Optimal growth and development occurs when you are outside your comfort zone.
The concept of a comfort zone is a useful one. Your comfort zone encompasses everything you already know, can do readily, people and places you know, and such. When we are within our comfort zone we are, as it goes, comfortable. It is a nice place to be, except when you are trying to develop.
Outside of your comfort zone is everything you do not feel comfortable doing, techniques you do not happily use, aesthetics you do not like, as well everything you do not already know, understand and have integrated into yourself.
If you are interested in growth and development, whether artistically, photographically, in business or in your personal life, you need to step outside of your comfort zone. By stepping outside our comfort zone we expose ourselves to new things, new ideas and new experiences and eventually we make them our own. This expands our comfort zone, which is what growth is about. You have pushed your own boundaries, expanding them in the process.
Now there is an interesting thing about comfort zones. Step too fact outside of it and you risk the ‘Oh my God, I can’t deal with this’ response. How far varies from person to person and time and situation and so you must know yourself. The OMG reaction sets you back, people retreat back into their comfort zone and sometimes don’t step out again for some time.
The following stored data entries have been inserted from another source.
PR #1883, opened 2017-04-12
DDF-2943 Fixes Spock tests running

rzwiefel:
#### What does this PR do?
Previously spock unit tests would not be ran unless they were suffixed with *Test. 
anyone

[Test](https://github.com/orgs/codice/teams/test)

@coyotesqrl 
@lessarderic

Ensure spock tests not ending in `Test` are ran and included in coverage

https://codice.atlassian.net/browse/DDF-2943

### DIFF
--- a/pom.xml
+++ b/pom.xml
@@ -276,6 +276,12 @@
                     <version>2.8.1</version>
                     <configuration>
                         <argLine>${argLine} -Djava.awt.headless=true -noverify</argLine>
+                        <includes>
+                            <include>**/*.java</include>
+                            <!-- if the above include changes to **/*Test.java,
+                                 uncomment the line below -->
+                            <!--<include>**/*Spec.java</include>-->
+                        </includes>
                     </configuration>
                 </plugin>
                 <plugin>
--- a/pom.xml
+++ b/pom.xml
@@ -277,10 +277,10 @@
                     <configuration>
                         <argLine>${argLine} -Djava.awt.headless=true -noverify</argLine>
                         <includes>
-                            <include>**/*.java</include>
-                            <!-- if the above include changes to **/*Test.java,
-                                 uncomment the line below -->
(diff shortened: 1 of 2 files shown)


rzwiefel:
build now

vinamartin:
Are the tests that weren't running passing?
That's a miracle! 🎉

pom.xml
```diff
@@ -276,6 +276,12 @@
                     <version>2.8.1</version>
                     <configuration>
                         <argLine>${argLine} -Djava.awt.headless=true -noverify</argLine>
+                        <includes>
+                            <include>**/*.java</include>
```
coyotesqrl: Spoke with @rzwiefel about this. It's confounding. Not clear how it doesn't now skip all Spock tests; not clear how it _fails_ if he includes `**/*.groovy` as an include pattern.

@lessarderic do you have some insight? It's not like the groovyc compiler is generating java files as an interim step...

lessarderic: Looks like this is a known issues: http://stackoverflow.com/a/34308282.

Could we do this instead? I tried and it seems to work:
```
<includes>
  <include>**/*Test.java</include>
  <include>**/Test*.java</include>
  <include>**/*TestCase.java</include>
  <include>**/*Spec.class</include>
```

Don't know if that's the plan but we should update all the other projects as well (e.g., Alliance).

rzwiefel: Hmmm I thought that we had test classes without Test on them at all (which then failed coverages checks). Will try this though and let you know :+1: Good find.

lessarderic: Shouldn't be the case. The default inclusion list only includes the first three lines I put in my comment.

rzwiefel:
build now

pom.xml
rzwiefel: Updated to the above list.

So what you want to do is get yourself out of your comfort zone as far as you can without provoking the OMG response. After you’ve been out there for a while you will find your zone has expanded and you can push further.
Photographically and artistically, our comfort zone includes the tools we regularly use, the techniques we use, the subject matter we like to shoot and the places we shoot. Pushing our envelope can be trying a new lens or filter, a new processing technique, using different software, shooting in a new way, tackling new subject matter (always been scared of shooting people, for example), trying some new ideas on composition or image design, etc.
Note that just because you bring an artistic style or technique within your comfort zone this doesn’t mean that you will necessarily like it or want to use it in your own work. What it means is that the blanket fear and hate of it will tone down and you’ll see it as a valid approach, just perhaps not for you, at least at the present.